Hierarchical HMMs

As stated previously, probablistic models, including hidden Markov models, seem to offer a robust, fault-tolerant means for retrieving data from machine-generated (CGI) HTML pages.

Earlier work with HMMs has focused on parsing pages as a sequence of tokens (tags and text), but has ignored the hierarchical nature of HTML. By modifying the state structure of a hidden Markov model to more closely model the tree-structure of HTML, the location of relevant data within the tree may be more closely modeled. This structure overcomes some limitations of HMMs which use sequentially parsed HTML in dealing with hierarchical, recursive data structures.

Existing Work

Kai Shih has developed a probablistic model which takes into account the tree structure of hierarchies. When labling existing data or classifying new data, the tendencies of nearby nodes in the tree to have a given attribute is considered. This is done using a "tendency to mutate" between parent and child nodes in the tree.

The RoadRunner system, by Crescenzi, et. al., implements fully automated wrapper generation on CGI-generated pages without using pre-labeled data. It compares pages from a query set and attempts to find a regular expression which matches all pages. This is done by iterating through the tokens comprising two sample pages, looking for mismatches. These mismatches are used to find optional parts of the page, iteratively generated records, and recursive data structures.

Muslea, et. al. have augmented the standard HLRT (head-left-right-tail) wrapper induction algorithm with a hierarchical overlay. The user specifies a hierarchical structure, or "embedded catalog" for the page, and a wrapper is learned from examples with this structure as a guide.

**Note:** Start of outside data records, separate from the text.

PR #2167, opened 2025-05-31
Add ability to generate EnumConverterConfig - converters for endpoint parameters

altro3:


altro3:
Last feature for http clients / controllers. Need to describe custom type converters, if you use custom values / types for enums. Thi usefull, when your enum values with non String type or values not equals with enum constants names. Foe example like this:
```java
@Serdeable
@Generated("io.micronaut.openapi.generator.JavaMicronautClientCodegen")
public enum ShortPrimitiveEnum {

    @JsonProperty("1")
    NUMBER_1((short) 1),
    @JsonProperty("2")
    NUMBER_2((short) 2),
    @JsonProperty("3")
    NUMBER_3((short) 3),
    @JsonProperty("4")
    NUMBER_4((short) 4),
    @JsonProperty("5")
    NUMBER_5((short) 5),
    ;

    public static final Map<Short, ShortPrimitiveEnum> VALUE_MAPPING = Map.copyOf(Arrays.stream(values())
        .collect(Collectors.toMap(v -> v.value, Function.identity())));

    private final short value;

    ShortPrimitiveEnum(short value) {
        this.value = value;
    }
}
```

graemerocher (approved):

More existing work is summarized here.

Approach

Standard HMMs deal with linear structure in both states and observations. That is, the sequence of observations is linear, and while in the sequence of states that produces them individual states may have many successor states, only one is chosen at any given time by the probablistic mode.
In a standard HMM, a single state i, from a set of states N, has a set of state transition probabilities aij, such that

Σj aij = 1 1 ≤ i, j ≤ N, aij ≥ 0 (1)

Each state also has a set of emission probabilities bj(k), for observatoins k out of the set M, such that

Σk bj(k) = 1 1 ≤ j ≤ |N|, 1 ≤ k ≤ |M|, bj(k) ≥ 0 (2)
To accomodate the tree structure of HTML, we modify the HMM structure to allow state sequences to branch, or have more than one successor node at a time.
We introduce ε to represent the sequence of child branches from a given state. That is, ε = 1 represents the first child of a state, ε = 2 represents the second child, etc. Εi represents the set of children of state i.
The transition probabilities between states are now dependent on which child ε we are discussing. Thus, (1) becomes

Σj aij(ε) = 1 1 ≤ i, j ≤ |N|, aij ≥ 0, 1 ≤ ε ≤ |Ε| (3)

Unresolved Issues

Need to work out implications of ε on the Viterbi and Baum-Welch algorithms. Probably attack using depth-first search through the tree.

Extensions

Once a hierarchical structure has been established for HTML pages, we can easily incorporate transitions between pages (such as forms and links) by rooting the target pages' trees within the originating page's tree at the point of the transition.

Other Approaches

See notes on using Node ID Probabilities to retrieve data from an HTML tree.

References

Crescenzi, V., Mecca, G., and Merialdo, P. Roadrunner: Towards automatic data extraction from large web sites. Technical Report n. RT-DIA-64-2001, D.I.A., Universit a di Roma Tre, 2001. http://citeseer.nj.nec.com/crescenzi01roadrunner.html

Miller, R., Myers, B. Lightweight Structured Text Processing. In Proceedings of USENIX 1999 Annual Technical Conference, June 1999, Monterey, CA. http://www-2.cs.cmu.edu/~rcm/papers/usenix99/

Muslea, I., Minton, S., and Knoblock, C. 1999. A hierarchical approach to wrapper induction. In Proceedings of the Third International Conference on Autonomous Agents (Agents'99), Seattle, WA. http://citeseer.nj.nec.com/muslea99hierarchical.html

Seymore, K., McCallum, A., Rosenfeld, R. Learning Hidden Markov Model Structure for Information Extraction. In AAAI Workshop on Machine Learning for Information Extraction, 1999. http://citeseer.nj.nec.com/seymore99learning.html.

Shih, L., Karger, D. Learning Classes Correlated to a Hierarchy. MIT AI Lab Technical Note.